Morgan Stanley is ready to unleash its 17,800 brokers into popular social media service Twitter (their archive and monitoring solution is Socialware). But nothing they post will be unscripted. Good luck with that, we say.

IPS AdvisorPro® and Redtail Integrate Technology Systems from IPSAdvisorPro.com

IPS AdvisorPro® and Redtail Technology announced the availability of a new data integration between their industry leading technology platforms for financial advisors. The new integration will streamline the preparation of Investment Policy Statements (IPS) by automatically populating IPS AdvisorPro® fields with client information contained in Redtail’s CRM solution.

After tortoise-like beginnings, AssetBook is now on-the-hop in portfolio management software from RIABiz.com

One smaller but fast-emerging portfolio management software firm is AssetBook. Based in McHenry, Md., it has burst onto the portfolio management software scene thanks to a recent marketing push and now has 150 firms using its services.

 

Arkovi and MarketeRIA® Partner to Facilitate Adviser Use of Social Media

Arkovi, a social media archiving provider, today announced a partnership with TripleStop, LLC, a marketing agency that offers a social media and web marketing solution to advisers called MarketeRIA®. The partnership will allow advisers to consolidate their website, content management, and social networking activities into one web-based dashboard that features archiving to satisfy regulatory requirements.

Click here to view the press release. (opens at Arkovi.com)

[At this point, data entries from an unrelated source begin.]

PR #318, opened 2019-09-25
Editable server variables

domharrington:
I decided to have a go at making server variables editable in the same manner as other properties.

image

You can see this in action here: http://localhost:9966/?selected=swagger-files%2Fserver-variables.json.

At a high level, I had to modify two main parts of the code to add support for this:

- parameters-to-json-schema - to make it aware of server variables so the form module constructs a form for it
- oas-to-har - pass the values from the form into here so we can construct a URL with the server variables the user has typed in

This isn't quite as well supported as auth, which shares the state across endpoints when it's modified in one, but maybe this is good enough for now. Eventually we'll be able to move server variables state one level up and share them, like we do currently for auth.

### DIFF
--- a/packages/api-explorer/__tests__/PathUrl.test.jsx
+++ b/packages/api-explorer/__tests__/PathUrl.test.jsx
@@ -25,9 +25,19 @@ const props = {
 test('should display the path', () => {
   const pathUrl = shallow(<PathUrl {...props} />);
 
-  expect(pathUrl.find('span.url').text()).toBe(oas.servers[0].url);
-  expect(pathUrl.find('span.api-text').text()).toBe('/pet/');
-  expect(pathUrl.find('span.api-variable').text()).toBe('petId');
+  expect(pathUrl.find('span.url').text()).toBe(oas.url());
+  expect(pathUrl.find('span.path span.api-text').text()).toBe('/pet/');
+  expect(pathUrl.find('span.path span.api-variable').text()).toBe('petId');
+});
+
+test('should display the url with variables', () => {
+  const serverVariablesOas = new Oas({
+    servers: [{ url: 'https://example.com/{path}', variables: { path: { default: 'path' } } }],
+  });
+
+  const pathUrl = shallow(<PathUrl {...props} oas={serverVariablesOas} />);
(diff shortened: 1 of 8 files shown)


domharrington:
Speaking about this over the phone, it would make more sense to do this via a popover in the same way auth is done. Then we can share the server variables across all endpoints, and when a change is made in one, it will mirror across all of them - this mirrors how auth works.

Right now auth is calculated once at the very top layer:
https://github.com/readmeio/api-explorer/blob/bd6a5fe395bd23aa9121463cadbed6d50385aff9/packages/api-explorer/src/index.jsx#L31

Since server variables will be done in much the same way, it may make sense to add another layer around that piece, like so:

```
globals: {
  auth: getAuth(this.props.variables.user, this.props.oasFiles),
  serverVariables: getServerVariables(),
},
```

And do the same for other places where auth is passed around as well:

https://github.com/readmeio/api-explorer/blob/bd6a5fe395bd23aa9121463cadbed6d50385aff9/packages/api-explorer/src/lib/oas-to-har.js#L84

```
globals = { auth: {}, serverVariables: {} },
```

See https://github.com/readmeio/api-explorer/blob/bd6a5fe395bd23aa9121463cadbed6d50385aff9/packages/api-explorer/src/index.jsx#L37-L43 for how the auth change callback is passed all the way down to the input. I can't remember specifically, but I think I had to do something

I had to do this: https://github.com/readmeio/api-explorer/blob/bd6a5fe395bd23aa9121463cadbed6d50385aff9/packages/api-explorer/src/SecurityInput.jsx#L15-L25 to make sure that the updating of the <input> wasn't blocked waiting for all of the other inputs to update as well. It seems to work pretty well.

Doing this change may also mean we can remove server variables from parameters-to-json-schema, since they're always strings anyway? And will come from the very top level?

perryloh-nintex:
@domharrington @erunion any ideas when this feature can be made available from readme.io ?

erunion:
@perryloh-nintex We don't have any timetables on getting this feature wrapped up at the moment as it's been deprioritized a bit.

erunion:
We're going to be addressing this in the redesign so I'm going to close this out.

Regular FPPad readers will recognize Arkovi from our regular mentions of companies that provide social media archiving solutions to financial advisers.

Back in January of this year, we introduced TripleStop and its marketing platform in this post, MarketeRIA® Offers Advisors Social Media and Web Marketing Solution.

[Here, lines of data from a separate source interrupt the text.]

PR #312, opened 2019-09-17
feat: Adding support for multiple media types

erunion:
###### See https://github.com/readmeio/api-explorer/pull/231 for previous discussion.

This adds support for rendering out responses that support multiple media types and is built off of the great work done in #208.

### Mockups
63114707-8117d100-bf63-11e9-85e3-1cab0cf5899f

63114708-8117d100-bf63-11e9-9f57-a60fe622052f

PR #346, opened 2019-10-23
fix: Backport support for multi media types to legacy Manual APIs

erunion:
### Problem
When we shipped https://github.com/readmeio/api-explorer/pull/312 two weeks ago, it inadverantly broke all APIs that were manually documented through our manual editor because those APIs have their languages (media types) as a `language` property, but we're now building up (via the code shower utility) a `languages` array.

Since the explorer now expects `languages` to be present, all manually documented APIs were crashing.

### Fix
Since changing the shape of this data would require a large database migration, and we're currently in the process of redoing our manual editor to be OAS first (which will the code shower utility already handles), I've decided to write some adhoc code to upgrade these response examples on the fly to the new, expected, format.

### DIFF
--- a/packages/api-explorer/src/EndpointErrorBoundary.jsx
+++ b/packages/api-explorer/src/EndpointErrorBoundary.jsx
@@ -18,17 +18,14 @@ class EndpointErrorBoundary extends React.Component {
 
   render() {
     if (this.state.error) {
-      const mailTo = (
-        <a href="mailto:support@readme.io?subject=API Explorer Error">support@readme.io</a>
-      );
-
       return (
         <div className="hub-reference-section">
           <div className="hub-reference-left" style={{ paddingLeft: '2%' }}>
             <h3>
               There was an error rendering this endpoint. If you are the owner of this project
-              please contact
-              {` ${mailTo} with the following error:`}
+              please contact&nbsp;
+              <a href="mailto:support@readme.io?subject=API Explorer Error">support@readme.io</a>
+              &nbsp;with the following error:
             </h3>
             <BoundaryStackTrace error={this.state.error} info={this.state.info} />
           </div>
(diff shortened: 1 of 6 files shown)


packages/api-explorer/src/EndpointErrorBoundary.jsx
```diff
@@ -18,17 +18,14 @@ class EndpointErrorBoundary extends React.Component {
...
-      );
-
       return (
         <div className="hub-reference-section">
           <div className="hub-reference-left" style={{ paddingLeft: '2%' }}>
             <h3>
               There was an error rendering this endpoint. If you are the owner of this project
-              please contact
-              {` ${mailTo} with the following error:`}
+              please contact&nbsp;
```
erunion: These `mailTo` changes are because when errors were present, the copy for this header was:

> There was an error rendering this endpoint. If you are the owner of this project please contact [Object object] with the following error:

packages/api-explorer/src/ResponseExample.jsx
```diff
@@ -41,15 +42,30 @@ function getReactJson(example, responseExampleCopy) {
...
+) {
   const mediaTypes = example.languages;
   if (mediaTypes.length <= 1) return false;
 
   let responseMediaTypeCopy = responseMediaType;
   if (!responseMediaTypeCopy && mediaTypes[0]) responseMediaTypeCopy = mediaTypes[0].languages;
 
   return (
-    <div>
+    <div className={nestInTabberBarDivClass ? 'tabber-bar' : ''}>
```
erunion: This change is in here because with some CSS that we added for the multiple media type dropdown adds top-padding if `tabber-bar` is present. Problem is that if you don't have multiple media types to show, we were still showing that padding because the `<div class="tabber-bar"></div>` element was present and empty. 

Now if we aren't going to be showing a dropdown, we won't add the `tabber-bar` div into the DOM.

rafegoldberg: Ohh word, good catch. I think I tried to solve this with a fancy-ass `:empty` selector, but ran in to some road blocks around the markup structure! This looks like a good solution.

PR #348, opened 2019-10-24
Fix/syntax highlighter

dok:
A value of `false` is being passed down into the API explorer via code-examples. We need to make sure that CodeMirror never is passed down anything other than a string.


dok:
@domharrington that's a great point. I'll make sure it always casts to string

Adviser adoption rates of social media continue to rise, but one of the challenges advisers face is maintaining profiles spread across multiple networks and managing a consistent message and presence. Add to that the regulatory burden of capturing and archiving messages sent out through various networks, from short 140 character tweets on Twitter to ten minute videos posted to YouTube.

While we have yet to review the Arkovi-MarketeRIA integration, we are hopeful that it will provide a streamlined, consolidated platform advisers can use to efficiently manage their content and better connect with clients and prospects.